The good news is Bernie Sanders and other senators will introduce a “Medicare-for-All, single-payer healthcare” legislation this week. The bad news is their proposal won’t say how to pay for universal health care for all Americans.
“Unless something changes, which I’m [still] hoping, this confirms the two nastiest judgments of critics of single-payer,” said Gerald Friedman, a University of Massachusetts economist and expert on financing nationwide universal healthcare coverage. “The liberals are saying, ‘The single-payer community doesn’t know how to do policy, so they need to come to us, the wonks, and we’ll tell them how to do it’ — and in the process, we won’t do single payer, we’ll do something else. And the conservatives who say, ‘Single payer will be so expensive that even its supporters are scared to talk about how much it will cost and how much it will raise your taxes.”
“If you fill in the blanks [on how pay for nationwide care], then you are going to have an argument,” Friedman continued. “You are going to have an argument with people about how much this will go up; how much that will go up; how much you will be able to control this cost or that cost. You’ll have an argument. And if you don’t fill in the blanks on the financing, then you’re going to just leave the whole space to them [opponents]. They’ll say whatever they want.”
Friedman’s warning, call it loyal opposition, comes at a poignant moment. Progressives have long sought a national health system, long before Sanders ran for president and popularized the idea. It got sidelined in 2017 over GOP threats to destroy Obamacare and gut Medicaid, the state-run health plan for the poor.
But the GOP’s “repeal and replace” implosion wasn’t the only big health policy debacle this year. In Democrat-controlled California, a proposal for a state single-payer system was sidelined. It passed its state Senate, but only after supporters said the state Assembly would fill in its financing options.
Days before the Senate acted, the bill’s top advocate, the California Nurses Association, released a plan to raise the $100-plus billion in revenue needed, offering two progressive tax increases. But Senate staffers got ahead of the nurses and said a state single-payer system would require doubling the payroll tax. That scary scenario, which was not the only revenue option, paved the way for conservative Democrats in the state Assembly to kill the nurses’ proposal.
Friedman’s point is the Sanders bill is poised to repeat this same mistake — giving an opening to the status quo’s defenders to frame single payer as unaffordable, and more of a left-wing fantasy than a serious policy alternative. The economist, who has seen various versions of Sanders' bill, said there is no reason to give opponents this open invitation, especially when there is plenty of academic literature discussing progressive revenue options.
“We have a bill, great. It would be even better if it was a full bill,” he said. “Here’s where they could go. There are a bunch of studies done on the state level [New York, California]. There’s a PNHP [Physicians for a National Program] study but also [David] Himmelstein and [Steffie] Woolhandler have a study in the Annals of Internal Medicine this year, estimating its costs.”

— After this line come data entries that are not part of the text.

PR #45, opened 2020-12-03
Strip nanos from DateTime<Utc>

### LINKED ISSUE #44: DateTime nanoseconds not being stripped
It appears that `write_dt_utc_or_generalized()` is not stripping nanoseconds for `chrono::DateTime<Utc>`.

Simple example is as follows: 
```
// create certificate_params
...
let current_time = Utc::now();
// set not_before and not_after
...
// generate certificate
let cert = Certificate::from_params(certificate_params)?;

```
`libs.rs`:
```
fn write_dt_utc_or_generalized(writer: DERWriter, dt: &DateTime<Utc>) -> Result<(), RcgenError> {
    // RFC 5280 requires CAs to write certificate validity dates
    // below 2050 as UTCTime, and anything starting from 2050
    // as GeneralizedTime [1]. The RFC doesn't say anything
    // about dates before 1950, but as UTCTime can't represent
    // them, we have to use GeneralizedTime if we want to or not.
    // [1]: https://tools.ietf.org/html/rfc5280#section-4.1.2.5
    if (1950..2050).contains(&dt.year()) {
        let ut = UTCTime::from_datetime::<Utc>(dt); // fails here
        writer.write_utctime(&ut);
    } else {
        let gt = dt_to_generalized(dt)?;
        writer.write_generalized_time(&gt);
    }
    Ok(())
}
```

trevor-crypto:
When creating `CertificateParams` and using `DateTime<Utc>`, specifically
`chrono::Utc::now()`, the nanoseconds do not get stripped off before
attempting to call `UTCTime::from_datetime` (yasna), causing an error due to the ASN.1
standard

Closes #44

### DIFF
--- a/src/lib.rs
+++ b/src/lib.rs
@@ -1037,12 +1037,14 @@ pub fn date_time_ymd(year :i32, month :u32, day :u32) -> DateTime<Utc> {
 	DateTime::<Utc>::from_utc(naive_dt, Utc)
 }
 
-fn dt_strip_nanos(dt :&DateTime<Utc>) -> Result<DateTime<Utc>, RcgenError> {
+fn dt_strip_nanos(dt :&DateTime<Utc>, allow_leap: bool) -> Result<DateTime<Utc>, RcgenError> {
 	// Set nanoseconds to zero (or to one leap second if there is a leap second)
 	// This is needed because the GeneralizedTime serializer would otherwise
 	// output fractional values which RFC 5280 explicitly forbode [1].
+	// UTCTime cannot express fractional seconds or leap seconds
+	// therefore, it needs to be stripped of nanoseconds fully.
 	// [1]: https://tools.ietf.org/html/rfc5280#section-4.1.2.5.2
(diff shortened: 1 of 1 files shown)


est31 (changes requested):
Could you add a test? Also, maybe explain in the comment why stripping is not just useful for `GeneralizedTime` but also `UtcTime`.

trevor-crypto:
> Could you add a test? Also, maybe explain in the comment why stripping is not just useful for `GeneralizedTime` but also `UtcTime`.

Sure thing

trevor-crypto:
Writing the tests made me realize that `UTCTime` does not support leap seconds like `GeneralizedTime` does -- I noted this in the comments.

est31 (approved):
Thanks!

est31:
@trevor-crypto I've merged your PR to the master branch. If you want me to make a release, please say say so.

trevor-crypto:
> @trevor-crypto I've merged your PR to the master branch. If you want me to make a release, please say say so.

@est31 That would be great. Thank you!

PR #46, opened 2020-12-19
Small readme example code fix

Nukesor:
Hey :)

I just noticed, that there's an unnecessary `.unwrap()` in the example code of your Readme.
Nothing big.
https://docs.rs/rcgen/0.8.9/rcgen/struct.Certificate.html#method.serialize_private_key_pem

Thanks for providing this library!


est31 (approved):
Thanks!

What are these studies’ revenue options, as well as on websites like Healthcare-Now.org, where Friedman is a board member. They involve a mix of options that move away from employers carrying the costs or individuals buying policies, which are pillars of the current system. There is raising state sales tax by a few points, taxing business revenues after the first $2 million—which exempts small business, taxing speculative financial transactions, increasing the payroll tax in tiers to protect low-wage earners, and increasing the income tax for people making more than $225,000 annually.
“People can go to that and fill in the blanks in the Bernie bill, because there’s a giant blank,” Friedman said. “If the Bernie bill gets any real attention, other people are going to fill in the blanks. And they are going to be nasty about it.”

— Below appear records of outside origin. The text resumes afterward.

PR #48, opened 2021-01-19
Impl Zeroize for KeyPair and Certificate

didier-wenzek:
Here is a proposed implementation for https://github.com/est31/rcgen/issues/47.

This proposition is to have a new optional feature, named `zeroize`. With that option enabled, a dependency to `zeroize` is added and the `Zeroize` trait is implemented for `KeyPair`, and all structures that include such a key pair (`Certificate`, `Certificate`, `CertificateSigningRequest` and `CertificateParams`.

### DIFF
--- a/Cargo.lock
+++ b/Cargo.lock
@@ -347,6 +347,7 @@ dependencies = [
  "webpki",
  "x509-parser",
  "yasna",
+ "zeroize",
 ]
 
 [[package]]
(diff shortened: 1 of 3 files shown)


est31 (changes requested):
Can you please use tabs for indentation? Otherwise looks great.

didier-wenzek:
Updated using tabs for indentation.

est31 (approved):
Thanks!

didier-wenzek:
Thank you!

“The insurance industry and the drug companies and the hospitals can afford to pay economists, and they will find good economists who will say ridiculous things — things that I consider ridiculous,” he said. “But without an answer from Sanders, that’s what’s going to come in. Just like the California Senate’s estimates, which were a bit high; but are not nearly as unreasonable as what Republicans are going to come in with — if it gets to that.”

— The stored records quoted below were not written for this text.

PR #49, opened 2021-02-24
fix docs link

andrewbanchich:


est31 (approved):
Well it's not really wrong, but after checking some random popular repos (eg proc-macro-hack) it seems to be the common way to add a docs badge. Thanks.

PR #50, opened 2021-02-24
Allow KeyPair::from_pem to accept any AsRef<[u8]>

andrewbanchich:


est31:
It's a bit non-obvious to folks, at least to me, that `str` implements `AsRef<[u8]>`. So when you read the function you don't really know what it needs to be passed. All it saves is an invocation of the `str::from_utf8` function, right?

Is this PR motivated by a concrete use case? Does your code obtain data in a u8-slice-like form that's not a `str`? Have you, when using `from_pem`, had to convert to a str?

andrewbanchich:
> It's a bit non-obvious to folks, at least to me, that `str` implements `AsRef<[u8]>`.

I could add an example to the docs which uses a `&str` and other types which implement that.

I added it because `&str` must be valid UTF-8, but a PEM doesn't have to be, which means users of `rcgen` may have a valid PEM which they can't use. It also is more ergonomic because if they already have bytes, they don't need to convert it to a `&str` when the underlying `pem` crate doesn't care.

est31:
Alright after having been in the situation of wanting this myself for 3a41c1107dd700d69ce536a0a1590740f54efe0b , I think this change makes sense. Could you maybe revert the whitespace changes? The old state is as intended.

est31:
Also a rebase would be helpful.

PR #51, opened 2021-02-24
cargo fmt

andrewbanchich:
Using rustfmt would help contributions adhere to a style. Some people (including myself) also have rustfmt run on save, which made a simple change I PRed earlier have an enormous diff, which I had to disable auto formatting for.


est31:
Thanks but rustfmt currently can't be configured to adhere to the style I want. I'd have to fork it and add the options myself.

PR #55, opened 2021-04-13
Implement Hash for SignatureAlgorithm and PublicKey

zurborg:
This is another attempt for implementing Hash for `PublicKey`. I analyzed `SignatureAlgorithm::eq` and the solely compared field is `oids_sign_alg`. To my understanding of how collections rely on a `Hash` implementation, hashing any other field in `SignatureAlgorithm` violates this contract: `k1 == k2 -> hash(k1) == hash(k2)`. It looks kinda odd to me. Simple test cases are included, and all are passing.

Besides, `SignAlgo` can implement `Hash` with `std::ptr::hash()`, but this is apparently no longer needed.

### DIFF
--- a/src/lib.rs
+++ b/src/lib.rs
@@ -55,6 +55,7 @@ use std::convert::TryFrom;
 use std::error::Error;
 use std::net::IpAddr;
 use std::str::FromStr;
+use std::hash::{Hash, Hasher};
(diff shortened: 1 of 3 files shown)


est31 (approved):
Thanks!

On the other hand, Sanders’ bill may not be much more than a rallying cry for a grassroots movement before 2018’s elections. There’s little chance anything he proposes would get a hearing in this Congress. But even if that’s true, his proposal should not be a bumper sticker that hurts reform effort, including smaller steps.
“What can happen now?” Friedman said. “On the federal level and on the state level, we have to find intermediate steps. Things like Medicare for All [where enrollees pay premiums, deductibles and co-pays, and insurers sell policies covering its gaps], or Medicare for More, such as lowering the age of Medicare five years at a time… We are not going to be able to go ahead in one leap. This is too much money and too many [opposing] interests. We have to chip away at the interests.”
When progressives hear from Sanders, Sens. Elizabeth Warren, D-MA, and Kamala Harris, D-CA, and many advocacy organizations later this week, they should heed what these political figures are promoting: pragmatic legislation or a political campaign. Even H.R. 676, the single-payer bill proposed by Rep. John Conyers, D-MI, tips its hat to including funding mechanisms, even if they are generic references to taxing the richest Americans.